In exploring the possibility of there being sound uses of unsound reasoning, or examples of unsound reasoning that are viewed as sound by those people who engage in them, I am deliberately seeking not to prejudge the question. It is a trivial matter to find unsound reasoning in our present world. People deduce great and ponderous conclusions from flawed premises. People either deny the possibility of inductive reasoning at all or use induction in such a poor fashion that they end up rejecting and transgressing the basic principles of reasoning altogether. In contemporary arguments about identity, one cannot help but find uncountable examples of reductio ad absurdum, in that the denial of stable reality leads necessarily to absurd and meaningless discourse. And one can hardly go online and observe political discussion without spurious correlation, bad use of sampling for statistical reasoning, or various forms of logical fallacies on a regular basis.
Although ignorance of logic is common, even rampant, we need not assume that all bad uses of logic are done in ignorance of what good logic is like. We can know, for example, that spurious correlations are common and still make them, because we find a purpose in doing so for our personal or political benefit. We can know, for example, that it is a logical fallacy to view a given conclusion as debunked simply because it can be connected to an unpopular worldview or person rather than addressing the argument itself. It is not hard to see how such grounds would exist for the intentional use of unsound reasoning, such as a desire not to waste one’s time dealing with the unsound arguments that others make, as well as a knowledge that far more people will be able to understand (and support) an accessible logical fallacy rather than the more difficult and complicated work that is required to address the actual flaws in the reasoning themselves. Are such uses of unsound reasoning themselves justifiable?

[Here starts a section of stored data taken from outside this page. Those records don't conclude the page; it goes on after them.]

PR #11584, opened 2026-08-04
Support enum assignment to complete literal unions

### LINKED ISSUE #11573: Treat literal of all enum members equal to type itself
**Describe the bug**
Treat Literal of all members of an enum the same way as the annotation of just that enum.

**Code or Screenshots**
https://discuss.python.org/t/treat-literal-of-all-elements-of-enum-equal-to-the-enum-in-type-annotations/108317
Here is the discuss.python.org link where i asked and showcased this issue. It seems to be a feature in most other type checkers already, with pyright being one of the exceptions.

Code re-pasted from there:
```py
import enum
import typing as t

class Importance(enum.IntEnum):
    LOW = 1
    MEDIUM = 2
    HIGH = 3

type AllT = t.Literal[Importance.LOW, Importance.MEDIUM, Importance.HIGH]

class Task[T: Importance]:
    ...

def manage_task(task: Task[AllT]) -> t.Any:
    ...

task: Task[Importance] = ...

manage_task(task)  # error
```

vetrovk:
Fixes #11573.

The typing specification treats a non-Flag enum as equivalent to the union of all of its literal members.

Pyright already handled assignment from an enum literal union to the enum type, but the reverse direction failed because a broad enum source was tested independently against each destination literal.

Expand non-literal enums to their complete literal-member union before union assignability checks. Apply the same normalization symmetrically for `assert_type`.

The change preserves existing behavior for:
- incomplete literal unions
- `enum.Flag`
- enums without known members
- underlying `int` and `str` literals

Tests cover ordinary Enum, IntEnum, StrEnum, the generic case from the issue, symmetric `assert_type` checks, incomplete unions, Flag, and underlying literals.

Validation:
- `typeEvaluator3.test.ts`: 172/172 passed
- `npm run build:cli:dev`
- Prettier
- ESLint
- `git diff --check`
- conformance and generic reproducers

### DIFF
--- a/packages/pyright-internal/src/analyzer/typeEvaluator.ts
+++ b/packages/pyright-internal/src/analyzer/typeEvaluator.ts
@@ -9016,9 +9016,17 @@ export function createTypeEvaluator(
         // The spec is unclear on whether this is the correct behavior, but it seems to be
         // what mypy does -- and what various library authors expect.
         const arg0Type = stripTypeGuard(arg0TypeResult.type);
+        let arg0TypeForComparison = arg0Type;
+
+        if (isClassInstance(arg0Type) && arg0Type.priv.literalValue === undefined && ClassType.isEnumClass(arg0Type)) {
+            const expandedLiteralTypes = enumerateLiteralsForType(evaluatorInterface, arg0Type);
+            if (expandedLiteralTypes && expandedLiteralTypes.length > 0) {
+                arg0TypeForComparison = combineTypes(expandedLiteralTypes);
+            }
+        }
 
         if (
-            !isTypeSame(assertedType, arg0Type, {
+            !isTypeSame(assertedType, arg0TypeForComparison, {
                 treatAnySameAsUnknown: true,
                 ignorePseudoGeneric: true,
                 ignoreConditions: true,
@@ -25185,6 +25193,20 @@ export function createTypeEvaluator(
         }
 
         if (isUnion(destType)) {
+            if (isClassInstance(srcType) && srcType.priv.literalValue === undefined && ClassType.isEnumClass(srcType)) {
+                const expandedLiteralTypes = enumerateLiteralsForType(evaluatorInterface, srcType);
+                if (expandedLiteralTypes && expandedLiteralTypes.length > 0) {
+                    return assignType(
+                        destType,
+                        combineTypes(expandedLiteralTypes),
+                        diag,
+                        constraints,
+                        flags,
+                        recursionCount
+                    );
+                }
+            }
+
             // If both the source and dest are unions, use assignFromUnionType which has
             // special-case logic to handle this case.
             if (isUnion(srcType)) {
--- a/packages/pyright-internal/src/analyzer/typeEvaluator.ts
+++ b/packages/pyright-internal/src/analyzer/typeEvaluator.ts
@@ -27698,6 +27698,19 @@ export function createTypeEvaluator(
                 // one we choose) or one or both include gradual types (Any, etc.),
                 // in which case we'll want to stick with the declared subtype.
                 if (assignType(assignedSubtype, declaredSubtype)) {
+                    // Preserve an assigned enum literal rather than widening it back to the
+                    // declared enum type when the enum has only one member.
+                    if (
+                        isClassInstance(assignedSubtype) &&
+                        assignedSubtype.priv.literalValue !== undefined &&
+                        ClassType.isEnumClass(assignedSubtype) &&
+                        isClassInstance(declaredSubtype) &&
+                        declaredSubtype.priv.literalValue === undefined &&
+                        ClassType.isSameGenericClass(assignedSubtype, declaredSubtype)
+                    ) {
+                        return assignedSubtype;
+                    }
+
                     // We need to be careful with TypedDict types that have
                     // narrowed fields. In this case, we want to return the
                     // assigned type.
--- a/packages/pyright-internal/src/analyzer/typeEvaluator.ts
+++ b/packages/pyright-internal/src/analyzer/typeEvaluator.ts
@@ -9017,6 +9017,7 @@ export function createTypeEvaluator(
         // what mypy does -- and what various library authors expect.
         const arg0Type = stripTypeGuard(arg0TypeResult.type);
         let arg0TypeForComparison = arg0Type;
+        let assertedTypeForComparison = assertedType;
 
         if (isClassInstance(arg0Type) && arg0Type.priv.literalValue === undefined && ClassType.isEnumClass(arg0Type)) {
             const expandedLiteralTypes = enumerateLiteralsForType(evaluatorInterface, arg0Type);
@@ -9026,7 +9027,18 @@ export function createTypeEvaluator(
         }
 
         if (
-            !isTypeSame(assertedType, arg0TypeForComparison, {
+            isClassInstance(assertedType) &&
+            assertedType.priv.literalValue === undefined &&
+            ClassType.isEnumClass(assertedType)
+        ) {
+            const expandedLiteralTypes = enumerateLiteralsForType(evaluatorInterface, assertedType);
+            if (expandedLiteralTypes && expandedLiteralTypes.length > 0) {
+                assertedTypeForComparison = combineTypes(expandedLiteralTypes);
+            }
+        }
+
+        if (
+            !isTypeSame(assertedTypeForComparison, arg0TypeForComparison, {
                 treatAnySameAsUnknown: true,
                 ignorePseudoGeneric: true,
                 ignoreConditions: true,
--- a/packages/pyright-internal/src/analyzer/typeEvaluator.ts
+++ b/packages/pyright-internal/src/analyzer/typeEvaluator.ts
@@ -2340,6 +2340,19 @@ export function createTypeEvaluator(
         });
     }
 
+    function expandEnumTypeToLiteralUnion(type: Type): Type {
+        return mapSubtypes(type, (subtype) => {
+            if (isClassInstance(subtype) && subtype.priv.literalValue === undefined && ClassType.isEnumClass(subtype)) {
+                const expandedLiteralTypes = enumerateLiteralsForType(evaluatorInterface, subtype);
+                if (expandedLiteralTypes && expandedLiteralTypes.length > 0) {
+                    return combineTypes(expandedLiteralTypes);
+                }
+            }
+
+            return subtype;
+        });
+    }
+
     function solveAndApplyConstraints(
         type: Type,
         constraints: ConstraintTracker,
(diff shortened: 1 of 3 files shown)


rchiodo:

packages/pyright-internal/src/analyzer/typeEvaluator.ts
```diff
@@ -9016,9 +9016,29 @@ export function createTypeEvaluator(
...
+            assertedType.priv.literalValue === undefined &&
+            ClassType.isEnumClass(assertedType)
+        ) {
+            const expandedLiteralTypes = enumerateLiteralsForType(evaluatorInterface, assertedType);
+            if (expandedLiteralTypes && expandedLiteralTypes.length > 0) {
+                assertedTypeForComparison = combineTypes(expandedLiteralTypes);
+            }
+        }
+
+        if (
```
rchiodo, line 9052: > **Warning** · Non-blocking recommendation

This normalizes only when an entire asserted or actual type is a bare enum instance. `assert_type(value, Literal[E.A, E.B] | int)` still fails for `value: E | int`, even though the corresponding union assignment expands its enum subtype. Please normalize enum members within unions here as well, and add coverage for this shape.

rchiodo, line 9052: > **Warning** · Non-blocking recommendation

The guarded enum-to-literal-union expansion is now duplicated for both `assert_type` operands and the `assignType` source. Please consider centralizing this normalization helper so future enum edge-case adjustments cannot drift across the three copies.

packages/pyright-internal/src/analyzer/typeEvaluator.ts
```diff
@@ -25185,6 +25205,20 @@ export function createTypeEvaluator(
...
+                const expandedLiteralTypes = enumerateLiteralsForType(evaluatorInterface, srcType);
+                if (expandedLiteralTypes && expandedLiteralTypes.length > 0) {
+                    return assignType(
+                        destType,
+                        combineTypes(expandedLiteralTypes),
+                        diag,
+                        constraints,
+                        flags,
+                        recursionCount
+                    );
```
rchiodo: > **Info** · Optional note

A single-member enum's complete literal-member union is represented as a lone `Literal[Single.ONLY]`, not a `UnionType`, so this union-only branch never runs. `single_value: Literal[Single.ONLY] = broad_single_enum` therefore remains rejected. Please decide whether the intended rule includes this degenerate complete union and add a regression test.

packages/pyright-internal/src/tests/samples/enum1.py
```diff
@@ -15,6 +15,76 @@ class TestEnum3(Enum):
...
+
+
+def test_flag_literal_union(value: TestFlagLiteralUnion) -> None:
+    # This should generate an error because Flag values can be combined.
+    full_union: Literal[TestFlagLiteralUnion.A, TestFlagLiteralUnion.B] = value
+
+
 a = TestEnum1["A"]
 aa = TestEnum1.A
 reveal_type(aa.name, expected_text="Literal['A']")
```
rchiodo, line 130: > **Warning** · Non-blocking recommendation

Please add boundary coverage for TypeVar/Optional inference (for example, reveal the result of `def f[T](x: T | None) -> T` called with a broad enum) and for single-member enum assignment and `assert_type`. These cases exercise the constraint-solving and non-union destination boundaries of the new normalization.

rchiodo:
When this change is integrated into pyrx, mirror the enum normalization in Pylance's separate async evaluator to preserve sync/async parity.

rchiodo (approved):
Approved via Review Center.

packages/pyright-internal/src/analyzer/typeEvaluator.ts
```diff
@@ -25184,6 +25199,11 @@ export function createTypeEvaluator(
             return true;
         }
 
+        const expandedEnumSrcType = expandEnumTypeToLiteralUnion(srcType);
+        if (expandedEnumSrcType !== srcType) {
+            return assignType(destType, expandedEnumSrcType, diag, constraints, flags, recursionCount);
```
rchiodo, line 25221: > **Issue** · Please address or respond

Expanding the source before checking the assignment context breaks invariant type-argument comparisons: `list[Color]` to `list[Color]`, `dict[Color, int]` to itself, and `list[Color | int]` to itself now fail because the source becomes a literal union while the destination remains `Color`. Please preserve identity for invariant comparisons while enabling the intended enum-to-complete-literal-union widening, and add regressions for these container self-assignments.

packages/pyright-internal/src/tests/samples/enum1.py
```diff
@@ -15,6 +15,105 @@ class TestEnum3(Enum):
...
+
+def test_single_member_enum(
+    value: TestSingleMemberEnum, literal_value: Literal[TestSingleMemberEnum.ONLY]
+) -> None:
+    full_union: Literal[TestSingleMemberEnum.ONLY] = value
+    assert_type(value, Literal[TestSingleMemberEnum.ONLY])
+    assert_type(literal_value, TestSingleMemberEnum)
+
+
+def test_enum_without_known_members(value: Enum) -> None:
```
rchiodo, line 74: > **Warning** · Non-blocking recommendation

The added `test_generic_enum_literal_union` covers class-generic container assignment, not constraint solving through `T | None`. Please add a regression such as `def f[T](x: T | None) -> T` called with a multi-member enum, asserting the revealed type remains `TestEnum3` rather than a literal union. This pins the intended boundary that enum expansion does not leak into TypeVar inference.

[verified]

packages/pyright-internal/src/analyzer/typeEvaluator.ts
```diff
@@ -25184,6 +25216,11 @@ export function createTypeEvaluator(
             return true;
         }
 
+        const expandedEnumSrcType = expandEnumTypeToLiteralUnionForDestination(srcType, destType);
+        if (expandedEnumSrcType !== srcType) {
```
rchiodo, line 25220: > **Info** · Optional note

This executes before checking the destination shape, so every assignment from a bare enum source enumerates its members even when the destination cannot accept the resulting literal union. Since `assignType` is a hot path, add a cheap precondition that permits union destinations and single literal destinations, while preserving the single-member-enum case.

[verified]

rchiodo (approved):
Approved via Review Center.

rchiodo:
The mypy-primer found a bunch of differences. Can you double check those are expected with the new change? Sympy ones can usually be ignored since that seems to be flakey  but the other ones look like real differences.

packages/pyright-internal/src/analyzer/typeEvaluator.ts
```diff
@@ -25184,6 +25216,11 @@ export function createTypeEvaluator(
...
+            return assignType(destType, expandedEnumSrcType, diag, constraints, flags, recursionCount);
+        }
```
rchiodo, line 25222: > **Warning** · Non-blocking recommendation

This hot-path expansion enumerates every member of a bare enum even when the destination cannot be its literal union (for example, enum-to-same-enum assignments). Add a cheap destination precondition before calling `expandEnumTypeToLiteralUnionForDestination`, while retaining support for a single literal destination so the single-member-enum case continues to work.

[verified]

packages/pyright-internal/src/tests/samples/enum1.py
```diff
@@ -15,6 +15,116 @@ class TestEnum3(Enum):
...
+
+def test_str_enum_literal_union(value: TestStrEnumLiteralUnion) -> None:
+    full_union: Literal[TestStrEnumLiteralUnion.A, TestStrEnumLiteralUnion.B] = value
+    # This should generate an error because enum literals are distinct from
+    # literals of their underlying values.
+    underlying_values: Literal["a", "b"] = value
+
+
+class TestFlagLiteralUnion(Flag):
+    A = auto()
```
rchiodo, line 119: > **Warning** · Non-blocking recommendation

Please add a `T | None` constraint-solving regression case that passes a multi-member enum and verifies `T` remains the bare enum type. The current generic-container test exercises invariant type arguments, but it does not pin this separate inference boundary against future expansion leakage.

[verified]

rchiodo:
The single-member-enum narrowing is an intentional behavior change beyond the main assignment fix; document that effect explicitly in the PR description.

rchiodo (approved):
Approved via Review Center.

StellaHuang95 (approved):
Approved via Review Center.

StellaHuang95 (approved):
Approved via Review Center.

rchiodo:
`IntFlag` subclasses bypass the new Flag exclusion, allowing unsound assignment to a complete-looking literal union.

rchiodo (approved):
Approved via Review Center.

packages/pyright-internal/src/analyzer/typeEvaluator.ts
```diff
@@ -2340,6 +2340,36 @@ export function createTypeEvaluator(
         });
     }
 
+    function expandEnumTypeToLiteralUnion(type: Type): Type {
+        return mapSubtypes(type, (subtype) => {
+            if (isClassInstance(subtype) && subtype.priv.literalValue === undefined && ClassType.isEnumClass(subtype)) {
+                const expandedLiteralTypes = enumerateLiteralsForType(evaluatorInterface, subtype);
```
rchiodo, line 2346: > **Issue** · Please address or respond

`enumerateLiteralsForType` excludes only direct `Flag` bases, so `IntFlag` and indirect `Flag` subclasses can be expanded and accepted as exhaustive literal unions even though combined values remain valid. Exclude the complete `Flag` inheritance family and add `IntFlag` plus indirect-subclass regressions.

packages/pyright-internal/src/analyzer/typeEvaluator.ts
```diff
@@ -25184,6 +25216,11 @@ export function createTypeEvaluator(
             return true;
         }
 
+        const expandedEnumSrcType = expandEnumTypeToLiteralUnionForDestination(srcType, destType);
```
rchiodo, line 25219: > **Warning** · Non-blocking recommendation

This runs in the central `assignType` path and enumerates broad enum sources before determining whether the destination can contain the complete literal union. Please add a cheap destination-shape gate or demonstrate that this enumeration is sufficiently cached for enum-heavy workloads.

rchiodo, line 25219: > **Warning** · Non-blocking recommendation

Pylance has a structurally separate async evaluator counterpart for this logic. Before this change is vendored into Pylance, ensure that implementation receives equivalent normalization or add TSP-mode parity coverage.

vetrovk:
Thanks for the detailed review. I checked the latest main before applying the follow-up changes and found that #11597 has now been merged and covers the same enum literal expansion behavior along with the Flag/IntFlag, destination gating, TypeVar, invariant container, and narrowing cases discussed here.
Rebasing this PR would therefore either duplicate the merged implementation or leave no meaningful diff. I'll close this as superseded by #11597. Thanks again for the review and feedback.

Engaging in sound reasoning is not an easy matter. We must ourselves be equipped with the tools of sound reasoning as well as an understanding of the first principles of reality in such fields as morals and ethics, theology, philosophy, social and natural sciences (ranging from history to economics to biology and far beyond). We must then sharpen our skills in reasoning from accurate knowledge (itself no trivial feat to attain) with other people who are engaged in the same task, and then communicate that reasoning and accurate knowledge to other people in order to inform and persuade them to support sound public policy and encourage proper personal behavior. Given the immense difficulty and obvious importance of such tasks, it is little surprise that people would seek to find shortcuts to seek good ends via bad means, or seek to hurry along the process by skipping a few of the steps along the way.
Is this sound? Are the victories won by sophistry enduring and beneficial to those who win by using unsound reasoning to sway unreasoning and angry mobs, or to the people themselves who remain ignorant of sound reasoning and are simply manipulated by others? Does using logical fallacies harm our own understanding or even our character by so doing? Are we made more coarse and unjust by having acquired the habit of demolishing straw men or engaging in regular ad hominem attacks rather than sharpening our logic by casting down bogus arguments that seek to resist the truth? To what extent does our example of engaging in reasoned discourse help to educate those who may be ignorant of the finer points of logic and rhetoric, and to what extent is this educational value of example sabotaged by our poor example in these matters? Are we in such a state of crisis that we lack the time to gain the slow victory of reason over folly, of restraint over license, of education over ignorance, of righteousness over evil, so that we must resort to gaining quick victories via deceptive and dishonest means? Are things so dire as they appear to be?